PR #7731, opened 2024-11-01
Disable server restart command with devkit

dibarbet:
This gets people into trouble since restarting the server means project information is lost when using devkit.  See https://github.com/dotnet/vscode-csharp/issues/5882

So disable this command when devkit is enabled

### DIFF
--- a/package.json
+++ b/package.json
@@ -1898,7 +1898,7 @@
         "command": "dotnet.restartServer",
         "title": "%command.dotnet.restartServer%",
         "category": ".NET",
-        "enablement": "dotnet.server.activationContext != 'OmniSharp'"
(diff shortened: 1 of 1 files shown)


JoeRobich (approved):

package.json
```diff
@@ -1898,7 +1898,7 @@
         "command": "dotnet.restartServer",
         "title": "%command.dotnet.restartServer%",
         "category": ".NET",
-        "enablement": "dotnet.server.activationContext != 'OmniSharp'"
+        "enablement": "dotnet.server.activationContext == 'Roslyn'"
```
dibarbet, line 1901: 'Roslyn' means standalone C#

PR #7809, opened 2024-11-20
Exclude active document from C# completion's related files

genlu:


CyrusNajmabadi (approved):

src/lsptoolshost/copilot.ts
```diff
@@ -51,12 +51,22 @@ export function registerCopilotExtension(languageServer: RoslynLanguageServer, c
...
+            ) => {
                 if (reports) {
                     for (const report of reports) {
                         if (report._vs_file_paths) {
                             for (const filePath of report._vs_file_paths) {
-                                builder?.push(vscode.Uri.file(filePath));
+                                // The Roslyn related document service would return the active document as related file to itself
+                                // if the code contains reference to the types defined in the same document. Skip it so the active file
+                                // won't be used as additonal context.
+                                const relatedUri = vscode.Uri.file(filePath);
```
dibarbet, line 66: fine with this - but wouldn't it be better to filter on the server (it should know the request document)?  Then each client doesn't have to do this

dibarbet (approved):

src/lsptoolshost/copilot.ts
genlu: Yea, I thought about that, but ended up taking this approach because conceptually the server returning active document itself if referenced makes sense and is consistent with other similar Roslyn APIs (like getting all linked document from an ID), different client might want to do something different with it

---

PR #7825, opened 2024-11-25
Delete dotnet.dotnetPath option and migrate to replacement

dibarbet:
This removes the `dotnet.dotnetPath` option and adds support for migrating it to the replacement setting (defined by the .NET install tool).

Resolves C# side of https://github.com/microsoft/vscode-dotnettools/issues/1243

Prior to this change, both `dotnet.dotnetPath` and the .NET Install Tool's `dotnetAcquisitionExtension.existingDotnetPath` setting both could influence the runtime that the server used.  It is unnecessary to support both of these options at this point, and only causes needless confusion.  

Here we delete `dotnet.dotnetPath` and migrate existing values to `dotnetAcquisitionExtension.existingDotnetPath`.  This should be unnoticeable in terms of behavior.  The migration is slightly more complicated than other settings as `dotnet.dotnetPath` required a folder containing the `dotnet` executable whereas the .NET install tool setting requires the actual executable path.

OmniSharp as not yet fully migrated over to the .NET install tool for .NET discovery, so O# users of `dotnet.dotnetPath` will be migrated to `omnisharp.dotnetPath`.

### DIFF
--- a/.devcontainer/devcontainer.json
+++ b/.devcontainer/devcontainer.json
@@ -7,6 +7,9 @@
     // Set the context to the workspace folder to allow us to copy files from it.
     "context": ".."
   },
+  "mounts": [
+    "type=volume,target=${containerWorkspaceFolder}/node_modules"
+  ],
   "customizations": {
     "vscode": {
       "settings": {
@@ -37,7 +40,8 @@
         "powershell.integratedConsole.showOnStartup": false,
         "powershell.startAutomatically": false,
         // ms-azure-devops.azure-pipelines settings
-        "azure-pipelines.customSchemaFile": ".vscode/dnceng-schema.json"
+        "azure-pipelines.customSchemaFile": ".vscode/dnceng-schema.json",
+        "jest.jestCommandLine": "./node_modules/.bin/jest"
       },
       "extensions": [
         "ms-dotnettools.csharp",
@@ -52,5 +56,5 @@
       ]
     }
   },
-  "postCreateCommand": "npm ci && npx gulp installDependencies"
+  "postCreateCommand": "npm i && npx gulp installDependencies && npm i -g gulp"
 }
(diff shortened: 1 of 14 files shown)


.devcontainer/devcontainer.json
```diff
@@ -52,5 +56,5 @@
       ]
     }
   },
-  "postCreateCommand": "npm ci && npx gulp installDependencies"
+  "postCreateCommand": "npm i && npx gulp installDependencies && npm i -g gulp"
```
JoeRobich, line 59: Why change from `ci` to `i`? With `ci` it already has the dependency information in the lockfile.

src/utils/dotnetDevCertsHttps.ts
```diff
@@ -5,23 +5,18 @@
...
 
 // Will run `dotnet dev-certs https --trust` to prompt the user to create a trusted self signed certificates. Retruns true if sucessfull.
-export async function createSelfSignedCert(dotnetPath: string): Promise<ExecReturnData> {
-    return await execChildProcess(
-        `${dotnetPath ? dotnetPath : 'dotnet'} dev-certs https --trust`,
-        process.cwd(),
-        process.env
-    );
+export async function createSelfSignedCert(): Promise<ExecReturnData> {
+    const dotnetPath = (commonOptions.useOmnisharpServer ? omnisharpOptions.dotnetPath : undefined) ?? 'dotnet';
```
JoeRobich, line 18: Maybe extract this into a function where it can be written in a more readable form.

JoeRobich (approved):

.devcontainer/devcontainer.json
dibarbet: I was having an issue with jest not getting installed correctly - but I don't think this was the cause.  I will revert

▶ _EXERCISE DESCRIPTION_
Could you find every line in the records above that contains the word "createSelfSignedCert" and copy it?

▶ _WRITTEN RESPONSE_
-export async function createSelfSignedCert(dotnetPath: string): Promise<ExecReturnData> {
+export async function createSelfSignedCert(): Promise<ExecReturnData> {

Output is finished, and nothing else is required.